My initial thoughts:

Firstly, as I said, I love the interface. It is incredibly clean, unobtrusive
and easy to use (although perhaps because it is so easy to understand, the
intro on gmail was a bit of a pain). Only other thing in general is my limit
on recommendations for the service.

Product-wise, I see myself using this mainly as a way to stay in touch with
business connections and see if they can use where they are/any new
information to deepen our relationship or use their new position/status
whatever to help me. With that in mind I really care about all my LinkedIN
connections, some of my twitter connections and few of my Facebook
connections. I wish there was a way for me to edit the feeds of whom I'm
looking at and what I'm looking at beyond just 'favorites'(I don't particulary
care about my high-school acquantances birthday...or to be blunt my high-
school acquantance at all) and all this different information is kind of
obscuring the important information I want to look at.

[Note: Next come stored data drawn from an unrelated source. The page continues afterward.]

PR #72, opened 2017-02-16
Adding a module to support collecting ETW trace

xiaomi7732:


src/Adapters/Etw.Net451/EtwTelemetryModule.cs
```diff
@@ -0,0 +1,247 @@
...
+            GC.SuppressFinalize(this);
+        }
+
+        /// <summary>
+        /// Disposes the module.
+        /// </summary>
+        /// <param name="isDisposing">Indicate if it is called by Dispose().</param>
+        protected virtual void Dispose(bool isDisposing)
+        {
+            if (this.isDisposed)
```
SergeyKanzhelev: why do you need this? If it's not safe to call `Dispose` twice on `traceEventSession` you need to synchronize disposing properly with `Interlocked` operations. Otherwise - remove this logic

src/Adapters/Etw.Net451/EtwTelemetryModule.cs
```diff
@@ -0,0 +1,247 @@
...
+            }
+        }
+
+        /// <summary>
+        /// Disposes the module.
+        /// </summary>
+        public void Dispose()
+        {
+            this.Dispose(true);
+            GC.SuppressFinalize(this);
```
SergeyKanzhelev: this class do not have finalizer. Why do you need to suppress it?

src/Adapters/Etw.Net451/EtwTelemetryModule.cs
```diff
@@ -0,0 +1,247 @@
...
+            this.enabledProviderNames.Add(providerName);
+        }
+
+        private void DisableProviders()
+        {
+            foreach (Guid id in this.enabledProviderIds)
+            {
+                this.traceEventSession.DisableProvider(id);
+            }
+            foreach (string providerName in this.enabledProviderNames)
```
SergeyKanzhelev: stylecop will complain for closing bracket without following newline. Please run build in release as there might be more issues

src/Adapters/Etw.Net451/Implemenetation/TraceEventExtensions.cs
```diff
@@ -0,0 +1,118 @@
...
+            Debug.Assert(client != null, "Should always receive a valid client");
+
+            string formattedMessage = traceEvent.FormattedMessage;
+            TraceTelemetry telemetry = new TraceTelemetry(formattedMessage, traceEventLevelToSeverityLevel[(int)traceEvent.Level]);
+
+            telemetry.AddProperty("EventId", traceEvent.ID.ToString());
+            telemetry.AddProperty(nameof(traceEvent.EventName), traceEvent.EventName);
+            if (traceEvent.ActivityID != default(Guid))
+            {
+                telemetry.AddProperty(nameof(traceEvent.ActivityID), traceEvent.ActivityID.ToString());
```
SergeyKanzhelev: hm. we may need to think of aligning `ActivityID` and `RelatedActivityID` to the fields like `Context.Operaiton.ParentID`. I do not have exact solution right now. What do you think?

src/Adapters/Etw.Net451/Implemenetation/TraceEventExtensions.cs
```diff
@@ -0,0 +1,118 @@
...
+            }
+            if (traceEvent.RelatedActivityID != default(Guid))
+            {
+                telemetry.AddProperty(nameof(traceEvent.RelatedActivityID), traceEvent.RelatedActivityID.ToString());
+            }
+            telemetry.AddProperty(nameof(traceEvent.Channel), traceEvent.Channel.ToString());
+            telemetry.AddProperty(nameof(traceEvent.Keywords), GetHexRepresentation((long)traceEvent.Keywords));
+            telemetry.AddProperty(nameof(traceEvent.Opcode), traceEvent.Opcode.ToString());
```
SergeyKanzhelev: Similar to above - maybe we will need to recognize `Start` and `Stop` and convert those to `RequestTelemetry`

src/Adapters/EventSource.Shared/EventSource.Shared/Implementation/EventSourceListenerEventSource.cs
```diff
@@ -19,6 +19,8 @@ internal sealed class EventSourceListenerEventSource : EventSource
         public static readonly EventSourceListenerEventSource Log = new EventSourceListenerEventSource();
 
         private const int NoEventSourcesConfiguredEventId = 1;
+        private const int FailedToEnableProvidersEventId = 2;
+        private const int ModuleInitializationFailedEventId = 3;
 
         private EventSourceListenerEventSource()
```
SergeyKanzhelev: Cannot find event for "need to run under priviledged account". When you'll create it - mark it with "UserActionable" keyword and make it Error. So it will be send to portal and customer will see it

src/NuGet/EtwCollector/ApplicationInsights.config.install.xdt
```diff
@@ -0,0 +1,11 @@
+﻿<?xml version="1.0"?>
+<ApplicationInsights xmlns="http://schemas.microsoft.com/ApplicationInsights/2013/Settings" xmlns:xdt="http://schemas.microsoft.com/XML-Document-Transform">
+  <TelemetryModules xdt:Transform="InsertIfMissing">
+    <Add Type="Microsoft.ApplicationInsights.EtwCollector.EtwTelemetryModule, Microsoft.ApplicationInsights.EtwCollector" xdt:Locator="Match(Type)" xdt:Transform="InsertIfMissing">
+      <Sources>
+        <!-- Replace/add your own ETW provider as necessary. -->
+        <Add ProviderName="Some-ETW-Provider-Name" Level="Warning"/>
```
SergeyKanzhelev: so you want a "broken" provider be registered by default? Can you include some useful provider instead? Like "process start/process stop" provider. Or have a hardcoded logic that will not try to register this provider

src/NuGet/EtwCollector/Package.nuspec
```diff
@@ -0,0 +1,36 @@
...
+  <files>
+    <!-- Binaries for .NET -->
+    <file src="$configuration$\src\Adapters\Etw.Net451\Microsoft.ApplicationInsights.EtwCollector.dll" target="lib\net451" />
+    <file src="$configuration$\src\Adapters\Etw.Net451\Microsoft.ApplicationInsights.EtwCollector.pdb" target="lib\net451" />
+    <file src="$configuration$\src\Adapters\Etw.Net451\Microsoft.ApplicationInsights.EtwCollector.xml" target="lib\net451" />
+    <!-- XDT transformations -->
+    <file src="$configuration$\src\Nuget\EtwCollector\ApplicationInsights.config.install.xdt" target="content"/>
+    <file src="$configuration$\src\Nuget\EtwCollector\ApplicationInsights.config.uninstall.xdt" target="content"/>
+    <!-- Custom targets -->
+    <file src="$configuration$\src\Nuget\EtwCollector\build\Microsoft.ApplicationInsights.EtwCollector.targets" target="build"/>
```
SergeyKanzhelev: please do not include this target. We have a very bad experience with targets when projects were not compiling after enabling of Application Insights. Or some problems with project reloading happened.

src/NuGet/EtwCollector/build/Microsoft.ApplicationInsights.EtwCollector.targets
```diff
@@ -0,0 +1,9 @@
+<?xml version="1.0" encoding="utf-8"?>
+<Project ToolsVersion="14.0" DefaultTargets="Build" xmlns="http://schemas.microsoft.com/developer/msbuild/2003">
+  <Target Name="_Ms-AI-EventSourceListener-EnsureApplicationInsightsConfig" BeforeTargets="PrepareForBuild">
+    <ItemGroup>
+      <_AppInsightsConfigFile Include="@(None)" Condition="'%(Filename)%(Extension)' == 'ApplicationInsights.config'" />
+    </ItemGroup>
+    <Warning Text="Can’t find ApplicationInsights.config. Without this file Application Insights may not work." Condition="@(_AppInsightsConfigFile) == ''" />
```
SergeyKanzhelev: It is a supported scenario to not have this file. No need to warn people

src/Adapters/Etw.Net451/EtwTelemetryModule.cs
xiaomi7732: Yes, there is no finalizer and the line of SuppressFinalize is optional.
I followed basic dispose pattern here: https://msdn.microsoft.com/en-us/library/b1yfkh5e(v=vs.110).aspx#Anchor_0.

src/Adapters/Etw.Net451/EtwTelemetryModule.cs
xiaomi7732: In this way, Dispose is allowed to be called more than once by choosing to do nothing after the first call.
I am a bit worried to use Interlocked operation because:
1. Avoid lock overhead as much as possible.
2. Do not want to mess with dispose.

src/Adapters/Etw.Net451/EtwTelemetryModule.cs
xiaomi7732: I'll make the change. But just FYI, stylecop is not complaining. :-)

src/Adapters/EventSource.Shared/EventSource.Shared/Implementation/EventSourceListenerEventSource.cs
xiaomi7732: Sure.

src/NuGet/EtwCollector/Package.nuspec
xiaomi7732: Sure.

src/NuGet/EtwCollector/build/Microsoft.ApplicationInsights.EtwCollector.targets
xiaomi7732: Sure. Removed in the next iteration.

src/NuGet/EtwCollector/ApplicationInsights.config.install.xdt
xiaomi7732: Fixed in the next iteration.

src/Adapters/Etw.Net451/Implemenetation/TraceEventExtensions.cs
xiaomi7732: Are you asking EtwCollect trying to understand the event and then category it to different ITelemetry objects like a Trace, a Request, even an Event or something else? That sounds like an interesting issue. I think it worth having a separate issue for that discussion.

src/Adapters/Etw.Net451/Implemenetation/TraceEventExtensions.cs
xiaomi7732: Same as above: worth a different issue for tracking.

xiaomi7732:
Minor issues are fixed. Leaving event type converting out of this effort because that worth a separate issue.

src/Adapters/Etw.Net451/EtwTelemetryModule.cs
SergeyKanzhelev: ok

src/Adapters/Etw.Net451/EtwTelemetryModule.cs
SergeyKanzhelev: My point is you need to decide whether it's safe to call `Dispose` of a child twice or not. If it's sage - no need for this logic. If not - we have to avoid "ghost bug chasing" by introducing locks

src/Adapters/Etw.Net451/EtwTelemetryModule.cs
SergeyKanzhelev: This is strange - maybe this repo uses a different ruleset

src/Adapters/Etw.Net451/EtwTelemetryModule.cs
xiaomi7732: Sorry to make you state your point again because I've been mix things for my first comment. Let me try again to see if I can make it clear.

1. Your major concern is that it is not clear if Dispose is allowed to be called more than once, right?
And the answer is yes, it is safe here when Dispose(bool) is called more than once.

2. Your second concern is that the check for 'isDisposed' is not enough a guarantee of code being called more than once.
And that is correct. Since Dispose() is allowed to be called more than once concurrently, it is OK if more than one threads pass the point of the check.
One of the small benefit of having the check is outside the scenario of concurrency calling, it will save a little bit calling into traceEventSession.Dispose(). And that is it.

3. Let me know if bullet 1 or 2 is not clear or if you still think I missed some points because I want to full understand your idea before taking actions on the code.

Also let me know if you still feel uncomfortable of having the check of 'isDisposed' and I'll take it as a final decision and I'll remove it from the code.

SergeyKanzhelev: I understand the point, I do not see a benefit having the conditional logic and extra flag when we can avoid it.

xiaomi7732:
Could you please revisit the decision on the Dispose and let me know your final decision? I want to give it a last shoot because I think that's the optimized code. But I am also worried that we will miss something more important if we got distracted by those small details. If you could just make the call, I will go whatever the decision is as long as there's no defects :-) And thanks for the review!

SergeyKanzhelev:
@xiaomi7732 please remove the check and I'm ok to merge

src/Adapters/Etw.Net451/EtwListeningRequest.cs
```diff
@@ -0,0 +1,52 @@
...
+
+        /// <summary>
+        /// Verify this request is valid.
+        /// </summary>
+        /// <exception cref="ArgumentNullException">Throws when the object is not valid.</exception>
+        public void Validate()
+        {
+            if (this.ProviderGuid == Guid.Empty && string.IsNullOrEmpty(this.ProviderName))
+            {
+                throw new ArgumentException("ProviderGuid and ProviderName can't be null at the same time.");
```
karolz-ms: I would just return true/false with `out string` parameter for the validation error message.

src/Adapters/Etw.Net451/ITraceEventSession.cs
```diff
@@ -0,0 +1,81 @@
...
+    {
+        /// <summary>
+        /// If this is a real time session you can fetch the source associated with the session
+        /// to start receiving events. Currently does not work on file based sources (we
+        /// expect you to wait until the file is complete).
+        /// </summary>
+        ETWTraceEventSource Source { get; }
+
+        /// <summary>
+        /// Is the current process Elevated (allowed to turn on a ETW provider). This is
```
karolz-ms: See the comment above. This is not technically true and in general, I do not think it makes sense to do this kind of checking in our code. Just rely on exceptions from TraceEvent library and/or the operating system

src/Adapters/Etw.Net451/ITraceEventSession.cs
```diff
@@ -0,0 +1,81 @@
...
+        /// useful because you need to be elevated to enable providers on a TraceEventSession.
+        /// </summary>
+        bool? IsElevated();
+
+        /// <summary>
+        /// Enable a NON-KERNEL provider (see also EnableKernelProvider) which has a given
```
karolz-ms: Don't copy docs from other libraries without reading them first 😃 

Since you do not have `EnableKernelProvider`, this is just too verbose and confusing. Just say "Enables ETW provider with given provider name" or something like that.

src/Adapters/Etw.Net451/ITraceEventSession.cs
```diff
@@ -0,0 +1,81 @@
...
+        /// provider name. This API first checks if a published provider exists by that name,
+        /// otherwise it assumes it is an EventSource and determines the provider Guid by
+        /// hashing the name according to a well known algorithm. Thus it will never return
+        /// a failure for a incorrect spelling of the name.
+        /// </summary>
+        /// <param name="providerName">
+        /// The name of the provider. It must either be registered with the operating system
```
karolz-ms: "The name of the provider" is perfectly sufficient

src/Adapters/Etw.Net451/ITraceEventSession.cs
```diff
@@ -0,0 +1,81 @@
...
+        /// <param name="providerGuid">The Guid that represents the event provider enable.</param>
+        /// <param name="providerLevel">The verbosity to turn on.</param>
+        /// <param name="matchAnyKeywords">
+        /// A bit vector representing the areas to turn on. Only the low 32 bits are used
+        /// by classic providers and passed as the 'flags' value. Zero is a special value
+        /// which is a provider defined default, which is usually 'everything'.
+        /// </param>
+        /// <param name="options">Additional options for the provider (e.g. taking a stack trace), arguments ...</param>
+        /// <returns>true if the session already existed and needed to be restarted.</returns>
+        bool EnableProvider(Guid providerGuid, TraceEventLevel providerLevel = TraceEventLevel.Verbose, ulong matchAnyKeywords = ulong.MaxValue, TraceEventProviderOptions options = null);
```
karolz-ms: Since `EtwListeningRequest` does not include `TraceEventOptions` I am not sure if it makes sense to have the options parameter on this call.

src/Adapters/Etw.Net451/Implemenetation/TraceEventExtensions.cs
karolz-ms: @SergeyKanzhelev good question that we should probably take offline. This ties to the correlation work that Liudmila is doing as well. I am more-or-less familiar with how ETW Activity IDs work but I am not sure how they tie to AI Operation IDs.

karolz-ms: @xiaomi7732 Why not use ActivityPathDecoder to decode hierarchical activity IDs?

src/Adapters/Etw.Net451/Implemenetation/TraceEventExtensions.cs
karolz-ms: @SergeyKanzhelev The problem is that opcodes are not consistently applied to events. That is why the managed activity stuff relies on event naming convention (`SomethingStart` and `SomethingStop`) do denote activity boundaries.

Also not all activities are requests. I think a better way is to do the planned metadata support work and rely on attached metadata to transform ordinary traces into requests, according to configuration describing specific events that should be treated as requests.

src/Adapters.Tests/Etw.Net451.Tests/EtwTelemetryModuleTests.cs
```diff
@@ -0,0 +1,218 @@
...
+
+                Assert.AreEqual(1, listener.EventsReceived.Count);
+                Assert.AreEqual(ModuleInitializationFailedEventId, listener.EventsReceived[0].EventId);
+                Assert.AreEqual("Can't initialize a module that is disposed. The initialization is terminated.", listener.EventsReceived[0].Payload[1].ToString());
+            }
+        }
+
+        [TestMethod]
+        [TestCategory("EtwTelemetryModule")]
+        public void EtwTelemetryModuleInitializeFailedWhenProcessNotElevated()
```
karolz-ms: See comment s below--I do not think we should check for this

src/Adapters.Tests/Etw.Net451.Tests/EtwTelemetryModuleTests.cs
```diff
@@ -0,0 +1,218 @@
...
+            else
+            {
+                configuration.TelemetryChannel = this.adapterHelper.Channel;
+            }
+            return configuration;
+        }
+
+        [TestMethod]
+        [TestCategory("EtwTelemetryModule")]
+        public void EtwTelemetryModuleDefaultConstructorExists()
```
karolz-ms: (minor) I do not think it is necessary to prefix all test method names in this class with `EtwTelemetryModule`

src/Adapters.Tests/Etw.Net451.Tests/EtwTelemetryModuleTests.cs
```diff
@@ -0,0 +1,218 @@
...
+                Guid guid = Guid.Empty;
+                module.Sources.Add(new EtwListeningRequest()
+                {
+                    ProviderGuid = guid,
+                    Level = Diagnostics.Tracing.TraceEventLevel.Always
+                });
+                module.Initialize(GetTestTelemetryConfiguration());
+                Assert.AreEqual(0, traceEventSession.EnabledProviderGuids.Count);
+            }
+        }
```
karolz-ms: How about some tests that check

- whether events are actually reported
- whether calling Initialize() with different configuration changes what gets reported
- whether all ETW event properties are correctly translated to TraceTelemetry properties
- whether duplicate property names are handled correctly

TraceEvent is an abstract class so it should be possible to provide your own test implementation and source mock events from test trace session

src/Adapters/Etw.Net451/EtwTelemetryModule.cs
xiaomi7732: Sure. Done.

xiaomi7732:
Updated.
Thanks for the review. Please merge if there's no more concerns :-)

xiaomi7732:
I need some time to response karolz-ms' review. Please hold the merge a bit.

src/Adapters/Etw.Net451/EtwTelemetryModule.cs
```diff
@@ -0,0 +1,241 @@
...
+                {
+                    EventSourceListenerEventSource.Log.NoSourcesConfigured(moduleName: nameof(EtwTelemetryModule));
+                    return;
+                }
+
+                this.EnableProviders();
+                try
+                {
+                    // Start the trace session
+                    Task.Factory.StartNew(() => this.StartTraceEventSession(this.traceEventSession, this.client), TaskCreationOptions.LongRunning);
```
Dmitry-Matveev: If Initialize can be called twice - will the task from the first time still run in the background or will it exit due to some condition change?

src/Adapters.Tests/Etw.Net451.Tests/Etw.Net451.Tests.csproj
```diff
@@ -0,0 +1,67 @@
...
+<Project ToolsVersion="14.0" DefaultTargets="Build" xmlns="http://schemas.microsoft.com/developer/msbuild/2003">
+  <PropertyGroup>
+    <Configuration Condition=" '$(Configuration)' == '' ">Debug</Configuration>
+    <Platform Condition=" '$(Platform)' == '' ">AnyCPU</Platform>
+    <ProjectGuid>{15FA58D1-F397-4808-831C-7AE65EE640AF}</ProjectGuid>
+    <OutputType>Library</OutputType>
+    <AppDesignerFolder>Properties</AppDesignerFolder>
+    <RootNamespace>Microsoft.ApplicationInsights.EtwCollector.Tests</RootNamespace>
+    <AssemblyName>Microsoft.ApplicationInsights.EtwCollector.Net451.Tests</AssemblyName>
+    <TargetFrameworkVersion>v4.6</TargetFrameworkVersion>
```
xiaomi7732: Could you please elaborate the concerns that 4.6 is used in the Test project? I use 4.6 is because the mocked EventSource I use for the unit tests provides richer info (mainly, the payload names) that we can do more check over the event data.

src/Adapters.Tests/Etw.Net451.Tests/Etw.Net451.Tests.csproj
```diff
@@ -0,0 +1,67 @@
...
+    <FileAlignment>512</FileAlignment>
+    <ProjectTypeGuids>{3AC096D0-A1C2-E12C-1390-A8335801FDAB};{FAE04EC0-301F-11D3-BF4B-00C04F79EFBC}</ProjectTypeGuids>
+    <VisualStudioVersion Condition="'$(VisualStudioVersion)' == ''">10.0</VisualStudioVersion>
```
xiaomi7732: I don't fully understand MsBuild. Since it is there by Visual Studio and it doesn't seem break anything, I prefer to keep them unless you insist to do the house cleaning :-)

src/Adapters/Etw.Net451/AITraceEventSession.cs
```diff
@@ -0,0 +1,72 @@
...
+        {
+            return this.session.EnableProvider(providerName, providerLevel, matchAnyKeywords, options);
+        }
+
+        public bool? IsElevated()
+        {
+            return TraceEventSession.IsElevated();
+        }
+
+        public bool Stop(bool noThrow = false)
```
xiaomi7732: Good catch. I'll fix it.

src/Adapters/Etw.Net451/EtwTelemetryModule.cs
```diff
@@ -0,0 +1,246 @@
...
+            this.traceEventSession = traceEventSession;
+            this.StartTraceEventSession = startTraceEventSessionAction;
+        }
+
+        /// <summary>
+        /// Gets the list of ETW Provider listening requests (information about which providers should be traced).
+        /// </summary>
+        public IList<EtwListeningRequest> Sources { get; private set; }
+
+        private Action<ITraceEventSession, TelemetryClient> StartTraceEventSession
```
xiaomi7732: I don't see any :-) Good catch. I'll fix it.

src/Adapters.Tests/Etw.Net451.Tests/Etw.Net451.Tests.csproj
karolz-ms: In general test assembly should target the same FX version that the assembly under test targets

src/Adapters/Etw.Net451/EtwTelemetryModule.cs
```diff
@@ -0,0 +1,246 @@
...
+        /// <summary>
+        /// Initializes the telemetry module and starts tracing ETW events specified via <see cref="Sources"/> property.
+        /// </summary>
+        /// <param name="configuration">Module configuration.</param>
+        public void Initialize(TelemetryConfiguration configuration)
+        {
+            string errorMessage;
+            if (configuration == null)
+            {
+                errorMessage = string.Format(CultureInfo.InvariantCulture, "Argument {0} is required. The initialization is terminated.", nameof(configuration));
```
xiaomi7732: Ahah, I know someone is going to ask this.
Firstly, output of ToString() various on cultures that I can't use string interpolation directly. The intended way to use string interpolation with IFormatter is to make use of System.FormattableString, which, unfortunately, does not exist in .NET Fx 4.5.1.

Unless you have a better way to go, I'll have to keep using string.Format here. :-)

karolz-ms: Ah, OK, makes sense

src/Adapters.Tests/Etw.Net451.Tests/EtwTelemetryModuleTests.cs
xiaomi7732: Sure.

src/Adapters.Tests/Etw.Net451.Tests/EtwTelemetryModuleTests.cs
xiaomi7732: Agree. I'll fix it in the next push.

src/Adapters/Etw.Net451/EtwListeningRequest.cs
xiaomi7732: Sure.

src/Adapters/Etw.Net451/ITraceEventSession.cs
xiaomi7732: Sure.

src/Adapters/Etw.Net451/EtwTelemetryModule.cs
xiaomi7732: @Dmitry-Matveev , good good question. I intention is to keep 1 task for the session for one instance, no matter how many times initialize is called. The implementation, though, will cause multiple tasks being started.

I think there are 2 ways to fix the issue. 1 is to close the task when initialize is called using a cancellation token; 2 is to keep the session but to enable / disable different providers on the session according the change of the configuration.

I think it the best performance + as much events being captured as possible to not interrupt the session when configure changes.

So, I'll update the code to start the session only when isInitialized flag is false.

src/Adapters.Tests/Etw.Net451.Tests/EtwTelemetryModuleTests.cs
xiaomi7732: Sure.

src/Adapters.Tests/Etw.Net451.Tests/Etw.Net451.Tests.csproj
xiaomi7732: That is generally true and there's usually no reason to having a higher version of target framework project to test lower version of target. In this case, it is about having a set of properties being detected verified by unit tests. Considering it is a real / possible scenario for end user, I prefer keep it this way. Let me know if you feel strongly disagree.

src/Adapters/Etw.Net451/ITraceEventSession.cs
xiaomi7732: OK.

src/Adapters/Etw.Net451/ITraceEventSession.cs
xiaomi7732: Sure.

src/Adapters/Etw.Net451/ITraceEventSession.cs
xiaomi7732: That is really detailed examination :-) I'll just keep it there since it's on the original interface and in theory, there is still a small chance that we are going to implement it later. Let me know if you don't agree :-)

xiaomi7732:
@karolz-ms / @Dmitry-Matveev ,
Please review the last iteration for the changes. Thanks!

src/Adapters.Tests/Etw.Net451.Tests/Etw.Net451.Tests.csproj
karolz-ms: No, that is fine, thanks for explanation.

src/Adapters.Tests/Etw.Net451.Tests/Etw.Net451.Tests.csproj
karolz-ms: The more properties in the project, the more opportunities to screw up or run into problems with future versions of the tooling. 

If you do not fully understand the purpose of something in the project file, I would like you to do a quick experiment: try removing the property and see if a _clean_ build still succeeds. If it does, the property is probably not necessary. If not, you just gained some understanding 😃 

In this particular case I cannot think of a good reason why this project would be limited to a single VS version, so this setting seems suspect, undesirable "VS noise"

src/Adapters/Etw.Net451/ITraceEventSession.cs
karolz-ms: There is also a larger chance that we won't need it 😄 

But I am fine with keeping this on an internal interface.

karolz-ms:
(but see if you can address my concerns about properties in the project file)

src/Adapters.Tests/Etw.Net451.Tests/Etw.Net451.Tests.csproj
xiaomi7732: I think you are over-concerning project file properties being broken. If Visual Studio is not handling the properties it adds to the project, it is a visual studio bug.

That said, I will remove it as I am not seeing a real problem either to remove the property.

On the side, what the code say is: If there is no variable of VisualStudioVersion specified, it will set it to 10.0 as a default value, which I guess is a backward compatibility safer. :-)

src/Adapters/Etw.Net451/ITraceEventSession.cs
xiaomi7732: That I agree on the larger chance part.

xiaomi7732:
Thanks @SergeyKanzhelev , @karolz-ms & @Dmitry-Matveev for your review.
@SergeyKanzhelev, please merge the change if there is more concerns.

I know mingly catches when people on LinkedIN change jobs, but it doesn't seem
to catch when they just change their headers, which some of my connections
seem to be doing instead of properly editing their LinkedIN page.

Also, I know you guys are probably adding a lot of features, but it'd be great
if there was a way I could follow a company or industry and be notified when
one of my connections becomes involved with it.

Once again I really like Mingly and am looking forward to using it for a long
time!